* _The task_
Out of the records below, copy all lines in which the word "crawling" occurs.

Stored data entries

PR #149, opened 2021-09-23
Migrate arguments for from_entity

kroenlein:
In light of 
* the policy around positional arguments
* the original design choice of including the `name` argument to create the `scope` attribute of a LinkByUID
* the lack of documentation of how the `from_entity` method works

this PR adds a `scope` argument and deprecates both the use of a positional argument and use of the `name` keyword for building a `LinkByUID.from_entity()`.

Unanswered here is if there should be a clever means for changing default scope from `auto` to `id` in the case where gemd-python has been imported by citrine-python.  Historically, the answer was no to avoid the surprising behavior of an import changing a behavior; but I do not believe that was discussed in depth.

### DIFF
--- a/gemd/entity/link_by_uid.py
+++ b/gemd/entity/link_by_uid.py
@@ -1,5 +1,6 @@
 """A unique id that stands in for a data object."""
 import uuid
+from warnings import warn
 
 from gemd.entity.dict_serializable import DictSerializable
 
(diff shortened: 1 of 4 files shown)


gemd/entity/link_by_uid.py
```diff
@@ -28,27 +29,46 @@ def __repr__(self):
...
+        if name is None:
+            if scope is None:
+                scope = "auto"  # set default
+        elif scope is None:
+            warn("The positional argument 'name' is deprecated.  When selecting a default scope, "
+                 "use the 'scope' keyword argument.", DeprecationWarning)
+            scope = name
+        else:
+            if scope is not None:
+                raise ValueError("Specify the 'name' parameter or 'scope' parameter, not both.")
```
djack, line 66: I don't actually think there's a logic error here, but this code took me an absurdly long time to parse for correctness. Could we emulate a pattern matching style with something like 
```suggestion
        if 
        if name is None and scope is None:               # don't break backwards compatibility when the user does nothing
            scope = "auto"
        elif name is not None and scope is None:      # deprecation warning existing users using only the "name" param
            warn("The positional argument 'name' is deprecated.  When selecting a default scope, "
                 "use the 'scope' keyword argument.", DeprecationWarning)
            scope = name
        elif name is not None and scope is not None:  
                raise ValueError("Specify the 'name' parameter or 'scope' parameter, not both.")
```

djack (dismissed):

gemd/entity/link_by_uid.py
kroenlein: Typo in the above, but code following this intent is now pushed.

djack (approved):

PR #150, opened 2021-09-27
Equals

kroenlein:
As per [PLA-8254](https://citrine.atlassian.net/browse/PLA-8254), this implements GEMD object comparison, crawling over an entire material history and respecting the relationship between LinkByUIDs and the Base Entities they reference.

### DIFF
--- a/gemd/entity/base_entity.py
+++ b/gemd/entity/base_entity.py
@@ -70,3 +70,18 @@ class BaseEntity(DictSerializable):
 
         """
         self.uids[scope] = uid
+
+    # Note that this could violate transitivity -- Link(scope1) == obj == Link(scope2)
+    def __eq__(self, other):
+        from gemd.entity.link_by_uid import LinkByUID
+        if isinstance(other, LinkByUID):
+            return self.uids.get(other.scope) == other.id
+        else:
+            result = super().__eq__(other)
+            return result
+
+    # Note the hash function checks if objects are identical, as opposed to the equals method,
+    # which checks if fields are equal.  This is because BaseEntities are fundamentally
+    # mutable objects.
+    def __hash__(self):
+        return super().__hash__()
--- a/gemd/entity/base_entity.py
+++ b/gemd/entity/base_entity.py
@@ -82,6 +82,8 @@ class BaseEntity(DictSerializable):
 
     # Note the hash function checks if objects are identical, as opposed to the equals method,
     # which checks if fields are equal.  This is because BaseEntities are fundamentally
-    # mutable objects.
+    # mutable objects.  Note that if you define an __eq__ method without defining a __hash__
+    # method, the object will become unhashable.
+    # https://docs.python.org/3/reference/datamodel.html#object.__hash
     def __hash__(self):
         return super().__hash__()
--- a/gemd/entity/object/process_run.py
+++ b/gemd/entity/object/process_run.py
@@ -121,6 +121,9 @@ class ProcessRun(BaseObject, HasConditions, HasParameters, HasSource):
             if result is True and isinstance(other, ProcessRun):
                 if len(self.ingredients) == len(other.ingredients):
                     result = all(ing in other.ingredients for ing in self.ingredients)
+                elif (not self.ingredients and self.uids) \
+                        or (not other.ingredients and other.uids):
+                    result = True  # One can be empty if you flattened
                 else:
                     result = False
         finally:
@@ -130,6 +133,8 @@ class ProcessRun(BaseObject, HasConditions, HasParameters, HasSource):
 
     # Note the hash function checks if objects are identical, as opposed to the equals method,
     # which checks if fields are equal.  This is because BaseEntities are fundamentally
-    # mutable objects.
+    # mutable objects.  Note that if you define an __eq__ method without defining a __hash__
+    # method, the object will become unhashable.
+    # https://docs.python.org/3/reference/datamodel.html#object.__hash
     def __hash__(self):
         return super().__hash__()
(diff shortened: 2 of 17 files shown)


gemd/entity/object/process_spec.py
```diff
@@ -56,31 +57,53 @@ class ProcessSpec(BaseObject, HasParameters, HasConditions, HasTemplate):
...
-        if ingred in self._ingredients:
-            self._ingredients.remove(ingred)
-
     @property
     def output_material(self):
         """Get the output material spec."""
         return self._output_material
+
+    # To avoid infinite recursion, fast return on revisit
+    global eq_seen
```
maxhutch, line 86: Is this just a global because you can't change the signature of `__eq__`?  Why put the global in the class instead of outside of it?

gemd/entity/object/process_spec.py
```diff
@@ -56,31 +57,53 @@ class ProcessSpec(BaseObject, HasParameters, HasConditions, HasTemplate):
...
+        result = super().__eq__(other)
+
+        # Equals needs to crawl into ingredients
+        if result is True and isinstance(other, ProcessSpec):
+            if len(self.ingredients) == len(other.ingredients):
+                result = all(ing in other.ingredients for ing in self.ingredients)
+            else:
+                result = False
+
+        eq_seen.remove((self, other))
```
maxhutch, line 102: This might be missed if an exception is raised between the `equ_seen.add` and this.  I suggest using a try/catch/finally to make sure its removed.

gemd/entity/base_entity.py
```diff
@@ -70,3 +70,18 @@ def add_uid(self, scope, uid):
...
+        if isinstance(other, LinkByUID):
+            return self.uids.get(other.scope) == other.id
+        else:
+            result = super().__eq__(other)
+            return result
+
+    # Note the hash function checks if objects are identical, as opposed to the equals method,
+    # which checks if fields are equal.  This is because BaseEntities are fundamentally
+    # mutable objects.
+    def __hash__(self):
```
maxhutch, line 86: What's the purpose of this definition?  Doesn't it automatically inherit from its parent?

gemd/entity/object/process_spec.py
```diff
@@ -56,31 +57,53 @@ class ProcessSpec(BaseObject, HasParameters, HasConditions, HasTemplate):
...
         """Get the output material spec."""
         return self._output_material
+
+    # To avoid infinite recursion, fast return on revisit
+    global eq_seen
+    eq_seen = set()
+
+    def __eq__(self, other):
+        if (self, other) in eq_seen:  # Cycle encountered
+            return True  # This will functionally be & with the correct result of ==
```
maxhutch, line 91: Does this get lit up in the tests?

maxhutch (commented):
Overall, this looks like a reasonable approach.  It'd be nice to get a bit more test coverage of the material history crawling logic; the unit tests added all look very simple.  A few questions inline.

gemd/entity/object/process_spec.py
kroenlein: I'd initially skipped the try-catch because of performance concerns, but it seems like this would be prudent.

gemd/entity/object/process_spec.py
kroenlein: Yes; you can't change the sig of __eq__ and flow of control moves between several modules / is re-entrant.  I wish there was a way to get a tighter scope, but a closure wouldn't get ahead of it.  It's possible there's a better thread/exception safe approach, but I was also trying to maintain velocity.

Not opposed to moving the declaration to the top of file, but wrote it this way to be close to where it is used in the file.

gemd/entity/base_entity.py
kroenlein: It actually does not; you need to explicitly define a __hash__ function every time you define an __eq__.  I went into this expecting ^^ would have been correct.

gemd/entity/object/process_spec.py
kroenlein: Yes.  When the Process Spec iterates over its Ingredient Specs, each `ingredient.process` bounces through this check.

gemd/entity/object/process_spec.py
kroenlein: Better approach implemented, using the object itself as the state vector.

gemd/entity/base_entity.py
kroenlein: https://docs.python.org/3/reference/datamodel.html#object.__hash__

maxhutch: That might be worth mentioning in the inline comments

maxhutch (approved):
LGTM.  It might benefit from a bit more developer docs in the comments.

gemd/entity/object/process_run.py
```diff
@@ -121,6 +121,9 @@ def __eq__(self, other):
             if result is True and isinstance(other, ProcessRun):
                 if len(self.ingredients) == len(other.ingredients):
                     result = all(ing in other.ingredients for ing in self.ingredients)
+                elif (not self.ingredients and self.uids) \
+                        or (not other.ingredients and other.uids):
+                    result = True  # One can be empty if you flattened
```
maxhutch, line 126: So they are equal if they have matching ingredients OR one of them doesn't have any ingredients defined?

kroenlein: Mostly correct.  If one have them has no ingredients and there was a UID dictionary to validate.  

Intended to compensate for the fact that `ingredients` is set implicitly by a relationship that wouldn't be initialized if you just compared the result of `dataset.process_runs.get()` in citrine-python.

kroenlein: Those aren't compared here - they are tested in `DictSerializable.__eq__`.  I'm intending to make sure that _any_ uid exists.  I would be open to changing that line to (len() == 0 / len() != 0) if that reads better.

maxhutch: Yeah, that's what I meant.

maxhutch (approved):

* _Answer box_
As per [PLA-8254](https://citrine.atlassian.net/browse/PLA-8254), this implements GEMD object comparison, crawling over an entire material history and respecting the relationship between LinkByUIDs and the Base Entities they reference.
Overall, this looks like a reasonable approach.  It'd be nice to get a bit more test coverage of the material history crawling logic; the unit tests added all look very simple.  A few questions inline.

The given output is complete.